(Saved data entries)
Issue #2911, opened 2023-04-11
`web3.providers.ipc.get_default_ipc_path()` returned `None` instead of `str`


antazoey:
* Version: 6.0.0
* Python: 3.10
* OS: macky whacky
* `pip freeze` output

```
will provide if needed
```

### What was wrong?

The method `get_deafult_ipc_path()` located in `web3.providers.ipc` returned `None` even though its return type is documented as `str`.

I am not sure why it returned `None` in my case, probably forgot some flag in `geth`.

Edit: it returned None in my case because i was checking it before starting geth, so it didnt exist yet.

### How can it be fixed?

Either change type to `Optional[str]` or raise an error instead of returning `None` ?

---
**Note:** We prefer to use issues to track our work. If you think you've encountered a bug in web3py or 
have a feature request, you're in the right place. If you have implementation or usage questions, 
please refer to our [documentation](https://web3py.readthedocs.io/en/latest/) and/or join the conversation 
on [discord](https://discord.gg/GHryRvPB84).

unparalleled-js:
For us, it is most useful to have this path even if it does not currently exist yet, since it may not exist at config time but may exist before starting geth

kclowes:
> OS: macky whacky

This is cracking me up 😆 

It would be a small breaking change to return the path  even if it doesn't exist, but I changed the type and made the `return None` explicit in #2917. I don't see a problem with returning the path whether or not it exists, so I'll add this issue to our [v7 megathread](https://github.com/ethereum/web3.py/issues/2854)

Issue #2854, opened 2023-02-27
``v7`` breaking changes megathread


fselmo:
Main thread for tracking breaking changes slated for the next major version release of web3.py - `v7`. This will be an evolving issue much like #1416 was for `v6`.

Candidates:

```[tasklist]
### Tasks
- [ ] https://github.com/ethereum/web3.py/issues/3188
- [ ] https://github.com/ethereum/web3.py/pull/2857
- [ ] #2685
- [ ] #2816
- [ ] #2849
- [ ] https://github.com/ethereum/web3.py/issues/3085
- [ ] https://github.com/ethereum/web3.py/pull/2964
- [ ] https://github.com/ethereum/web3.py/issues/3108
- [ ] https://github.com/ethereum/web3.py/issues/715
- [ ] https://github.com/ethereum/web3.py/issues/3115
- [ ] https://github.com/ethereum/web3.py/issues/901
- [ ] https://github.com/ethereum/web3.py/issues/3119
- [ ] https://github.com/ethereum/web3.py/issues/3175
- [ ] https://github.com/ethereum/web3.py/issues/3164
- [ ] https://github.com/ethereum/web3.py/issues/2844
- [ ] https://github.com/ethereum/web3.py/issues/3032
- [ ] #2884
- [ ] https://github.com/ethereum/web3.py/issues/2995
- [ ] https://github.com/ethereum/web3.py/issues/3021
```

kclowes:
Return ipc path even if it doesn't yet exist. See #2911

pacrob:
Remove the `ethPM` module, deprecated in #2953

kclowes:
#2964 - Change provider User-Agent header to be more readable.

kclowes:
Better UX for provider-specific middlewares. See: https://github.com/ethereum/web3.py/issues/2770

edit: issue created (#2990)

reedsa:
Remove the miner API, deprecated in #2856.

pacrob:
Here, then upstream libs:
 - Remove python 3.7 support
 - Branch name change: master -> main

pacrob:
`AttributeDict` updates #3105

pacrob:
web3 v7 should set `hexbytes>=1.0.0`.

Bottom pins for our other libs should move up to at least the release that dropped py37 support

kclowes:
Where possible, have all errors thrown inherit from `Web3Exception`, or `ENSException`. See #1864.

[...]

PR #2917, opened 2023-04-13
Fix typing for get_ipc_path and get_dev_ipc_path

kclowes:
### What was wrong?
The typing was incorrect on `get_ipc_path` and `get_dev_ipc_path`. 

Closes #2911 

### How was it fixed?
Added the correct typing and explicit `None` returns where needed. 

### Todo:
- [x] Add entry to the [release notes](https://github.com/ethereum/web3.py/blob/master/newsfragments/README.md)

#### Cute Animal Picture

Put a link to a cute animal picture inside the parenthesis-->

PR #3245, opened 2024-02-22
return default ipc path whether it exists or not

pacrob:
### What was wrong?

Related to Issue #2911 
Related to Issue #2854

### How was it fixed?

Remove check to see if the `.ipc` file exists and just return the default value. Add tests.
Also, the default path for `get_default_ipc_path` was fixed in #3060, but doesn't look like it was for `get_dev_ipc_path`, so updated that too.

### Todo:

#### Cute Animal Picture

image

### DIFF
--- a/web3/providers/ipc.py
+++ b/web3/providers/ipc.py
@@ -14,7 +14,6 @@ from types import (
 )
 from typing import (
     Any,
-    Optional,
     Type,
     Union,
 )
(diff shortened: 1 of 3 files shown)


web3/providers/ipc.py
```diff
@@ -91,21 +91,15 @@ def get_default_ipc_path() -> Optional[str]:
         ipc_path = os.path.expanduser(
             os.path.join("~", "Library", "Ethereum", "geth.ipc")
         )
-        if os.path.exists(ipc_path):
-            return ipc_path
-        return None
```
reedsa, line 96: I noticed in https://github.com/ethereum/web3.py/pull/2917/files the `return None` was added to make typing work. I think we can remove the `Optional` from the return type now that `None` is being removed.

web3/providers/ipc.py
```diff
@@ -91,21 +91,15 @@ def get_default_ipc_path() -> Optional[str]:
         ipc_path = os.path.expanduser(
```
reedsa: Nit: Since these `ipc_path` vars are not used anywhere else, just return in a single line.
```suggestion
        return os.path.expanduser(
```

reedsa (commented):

---

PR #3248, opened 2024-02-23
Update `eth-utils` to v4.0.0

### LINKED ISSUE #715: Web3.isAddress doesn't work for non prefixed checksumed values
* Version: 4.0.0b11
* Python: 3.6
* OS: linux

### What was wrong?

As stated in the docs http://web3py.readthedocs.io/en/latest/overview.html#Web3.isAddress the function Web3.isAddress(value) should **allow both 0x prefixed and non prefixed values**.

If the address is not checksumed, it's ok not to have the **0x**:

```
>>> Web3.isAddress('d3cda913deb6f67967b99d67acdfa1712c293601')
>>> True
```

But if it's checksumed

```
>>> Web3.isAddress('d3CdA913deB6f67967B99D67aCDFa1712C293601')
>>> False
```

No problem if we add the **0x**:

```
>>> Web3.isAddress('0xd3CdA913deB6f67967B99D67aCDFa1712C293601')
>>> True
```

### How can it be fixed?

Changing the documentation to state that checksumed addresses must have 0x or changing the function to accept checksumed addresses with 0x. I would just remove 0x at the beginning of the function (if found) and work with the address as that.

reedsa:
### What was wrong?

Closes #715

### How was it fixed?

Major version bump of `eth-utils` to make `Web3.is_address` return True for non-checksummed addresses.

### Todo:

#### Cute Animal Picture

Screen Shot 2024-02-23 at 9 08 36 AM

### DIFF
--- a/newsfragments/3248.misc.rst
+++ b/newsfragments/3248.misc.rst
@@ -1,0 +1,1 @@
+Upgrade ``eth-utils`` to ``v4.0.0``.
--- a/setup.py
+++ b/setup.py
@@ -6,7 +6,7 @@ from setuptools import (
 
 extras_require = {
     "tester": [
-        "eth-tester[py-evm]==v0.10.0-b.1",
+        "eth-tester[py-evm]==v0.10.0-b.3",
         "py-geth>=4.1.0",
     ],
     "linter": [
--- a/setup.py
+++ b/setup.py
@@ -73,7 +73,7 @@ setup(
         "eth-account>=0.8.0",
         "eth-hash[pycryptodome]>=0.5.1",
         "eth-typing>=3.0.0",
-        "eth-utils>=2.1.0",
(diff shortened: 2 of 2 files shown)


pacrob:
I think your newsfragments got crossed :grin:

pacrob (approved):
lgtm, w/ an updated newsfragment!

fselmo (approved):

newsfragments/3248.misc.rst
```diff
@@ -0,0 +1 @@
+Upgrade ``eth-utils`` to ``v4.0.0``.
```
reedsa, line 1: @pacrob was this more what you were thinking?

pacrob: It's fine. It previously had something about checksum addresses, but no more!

==

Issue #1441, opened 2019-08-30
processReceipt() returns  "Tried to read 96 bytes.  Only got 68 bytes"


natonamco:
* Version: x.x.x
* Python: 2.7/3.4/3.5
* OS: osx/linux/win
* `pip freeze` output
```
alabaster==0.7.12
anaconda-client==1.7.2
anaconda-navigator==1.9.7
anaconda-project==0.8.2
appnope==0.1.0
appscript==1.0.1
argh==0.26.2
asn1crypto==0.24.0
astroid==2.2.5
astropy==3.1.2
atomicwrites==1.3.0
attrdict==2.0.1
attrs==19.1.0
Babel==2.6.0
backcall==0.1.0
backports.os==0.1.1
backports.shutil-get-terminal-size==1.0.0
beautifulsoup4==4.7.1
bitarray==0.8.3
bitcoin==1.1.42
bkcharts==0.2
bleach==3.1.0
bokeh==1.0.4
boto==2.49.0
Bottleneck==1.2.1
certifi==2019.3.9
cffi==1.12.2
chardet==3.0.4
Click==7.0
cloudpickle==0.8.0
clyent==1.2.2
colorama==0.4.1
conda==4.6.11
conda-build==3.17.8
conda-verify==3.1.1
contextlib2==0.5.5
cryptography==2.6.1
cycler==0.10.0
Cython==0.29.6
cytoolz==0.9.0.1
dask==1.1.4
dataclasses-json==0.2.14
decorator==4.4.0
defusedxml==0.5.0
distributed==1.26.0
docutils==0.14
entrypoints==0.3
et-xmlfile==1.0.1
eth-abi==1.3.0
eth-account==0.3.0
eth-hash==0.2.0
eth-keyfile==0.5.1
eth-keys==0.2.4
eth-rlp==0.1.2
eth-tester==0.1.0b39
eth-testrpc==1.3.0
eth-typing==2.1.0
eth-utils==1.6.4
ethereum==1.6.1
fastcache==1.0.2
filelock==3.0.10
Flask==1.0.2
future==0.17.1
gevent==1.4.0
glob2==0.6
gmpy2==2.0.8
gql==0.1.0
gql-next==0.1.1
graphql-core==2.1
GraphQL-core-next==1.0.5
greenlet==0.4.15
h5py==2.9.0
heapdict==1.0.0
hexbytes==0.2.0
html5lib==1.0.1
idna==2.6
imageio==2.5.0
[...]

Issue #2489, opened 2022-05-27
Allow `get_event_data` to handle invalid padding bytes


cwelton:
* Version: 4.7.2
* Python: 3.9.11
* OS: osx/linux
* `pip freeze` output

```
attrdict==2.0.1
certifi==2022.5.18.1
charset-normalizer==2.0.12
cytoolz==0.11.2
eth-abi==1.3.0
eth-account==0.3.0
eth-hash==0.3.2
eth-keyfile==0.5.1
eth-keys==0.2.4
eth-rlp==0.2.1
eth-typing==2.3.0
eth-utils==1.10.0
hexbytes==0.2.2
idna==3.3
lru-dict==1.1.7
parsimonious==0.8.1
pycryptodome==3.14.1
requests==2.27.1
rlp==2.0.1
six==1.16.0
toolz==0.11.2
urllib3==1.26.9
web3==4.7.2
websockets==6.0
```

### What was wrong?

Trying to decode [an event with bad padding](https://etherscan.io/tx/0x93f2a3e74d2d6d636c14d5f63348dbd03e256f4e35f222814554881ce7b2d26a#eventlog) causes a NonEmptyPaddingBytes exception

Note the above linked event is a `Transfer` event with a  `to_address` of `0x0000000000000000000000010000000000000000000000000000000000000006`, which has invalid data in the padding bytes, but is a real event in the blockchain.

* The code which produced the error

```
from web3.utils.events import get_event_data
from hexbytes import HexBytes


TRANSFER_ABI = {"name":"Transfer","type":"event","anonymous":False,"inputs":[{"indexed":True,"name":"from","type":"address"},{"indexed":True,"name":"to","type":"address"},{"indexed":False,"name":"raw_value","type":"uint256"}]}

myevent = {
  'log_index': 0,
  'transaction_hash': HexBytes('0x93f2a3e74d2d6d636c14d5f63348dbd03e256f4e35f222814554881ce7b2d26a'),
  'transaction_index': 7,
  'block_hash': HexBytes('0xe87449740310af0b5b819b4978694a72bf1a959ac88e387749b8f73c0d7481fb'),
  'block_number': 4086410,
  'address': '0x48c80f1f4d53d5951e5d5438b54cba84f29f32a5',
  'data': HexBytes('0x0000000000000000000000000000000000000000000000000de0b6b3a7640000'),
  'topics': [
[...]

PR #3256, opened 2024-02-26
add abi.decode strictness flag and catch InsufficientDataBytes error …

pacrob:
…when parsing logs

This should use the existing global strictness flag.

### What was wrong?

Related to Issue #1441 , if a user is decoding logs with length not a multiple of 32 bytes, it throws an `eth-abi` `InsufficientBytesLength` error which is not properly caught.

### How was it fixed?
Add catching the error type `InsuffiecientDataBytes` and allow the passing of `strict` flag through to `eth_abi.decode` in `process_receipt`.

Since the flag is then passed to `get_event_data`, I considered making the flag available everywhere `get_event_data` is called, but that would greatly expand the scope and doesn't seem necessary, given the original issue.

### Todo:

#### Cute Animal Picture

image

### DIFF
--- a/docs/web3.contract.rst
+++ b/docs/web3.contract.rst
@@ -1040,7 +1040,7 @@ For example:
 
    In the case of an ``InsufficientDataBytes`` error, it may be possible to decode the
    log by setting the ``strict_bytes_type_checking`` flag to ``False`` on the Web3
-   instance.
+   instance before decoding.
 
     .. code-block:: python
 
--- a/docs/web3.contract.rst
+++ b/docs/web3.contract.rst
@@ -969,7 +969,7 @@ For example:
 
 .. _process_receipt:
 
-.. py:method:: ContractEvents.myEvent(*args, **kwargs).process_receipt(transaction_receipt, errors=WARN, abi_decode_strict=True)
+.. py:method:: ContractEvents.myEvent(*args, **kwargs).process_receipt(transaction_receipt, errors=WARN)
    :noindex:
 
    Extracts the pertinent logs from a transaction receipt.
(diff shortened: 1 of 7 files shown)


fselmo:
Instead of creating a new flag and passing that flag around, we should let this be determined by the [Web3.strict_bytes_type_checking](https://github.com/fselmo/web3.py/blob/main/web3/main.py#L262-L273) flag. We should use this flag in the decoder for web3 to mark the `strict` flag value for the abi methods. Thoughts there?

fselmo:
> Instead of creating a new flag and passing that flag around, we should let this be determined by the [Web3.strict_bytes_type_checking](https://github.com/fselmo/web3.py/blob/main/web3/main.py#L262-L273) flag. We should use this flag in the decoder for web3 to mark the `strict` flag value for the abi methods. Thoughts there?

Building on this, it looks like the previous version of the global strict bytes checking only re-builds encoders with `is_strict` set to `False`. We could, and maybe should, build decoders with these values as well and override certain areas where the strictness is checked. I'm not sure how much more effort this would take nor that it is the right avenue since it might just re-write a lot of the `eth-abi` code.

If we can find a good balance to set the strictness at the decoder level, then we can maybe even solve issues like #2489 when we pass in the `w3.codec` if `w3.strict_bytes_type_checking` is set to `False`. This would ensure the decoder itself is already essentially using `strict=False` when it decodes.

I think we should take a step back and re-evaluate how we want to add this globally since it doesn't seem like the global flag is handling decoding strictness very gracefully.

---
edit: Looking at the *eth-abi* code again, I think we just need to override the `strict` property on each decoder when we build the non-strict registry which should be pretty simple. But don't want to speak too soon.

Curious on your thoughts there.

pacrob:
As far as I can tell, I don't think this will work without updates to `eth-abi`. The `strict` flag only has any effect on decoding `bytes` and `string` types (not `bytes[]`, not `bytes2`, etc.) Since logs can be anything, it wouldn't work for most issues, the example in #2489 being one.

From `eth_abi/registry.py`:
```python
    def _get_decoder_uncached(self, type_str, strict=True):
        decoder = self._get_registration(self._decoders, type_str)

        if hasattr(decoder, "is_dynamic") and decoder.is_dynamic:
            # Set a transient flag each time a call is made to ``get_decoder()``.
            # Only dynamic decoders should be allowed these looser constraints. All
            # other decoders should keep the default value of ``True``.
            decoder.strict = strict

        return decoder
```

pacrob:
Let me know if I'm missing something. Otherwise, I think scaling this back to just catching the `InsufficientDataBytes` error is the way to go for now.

_Task directions_
From the data, pick out every line that includes "documentation".

_Worked solution_
please refer to our [documentation](https://web3py.readthedocs.io/en/latest/) and/or join the conversation 
Changing the documentation to state that checksumed addresses must have 0x or changing the function to accept checksumed addresses with 0x. I would just remove 0x at the beginning of the function (if found) and work with the address as that.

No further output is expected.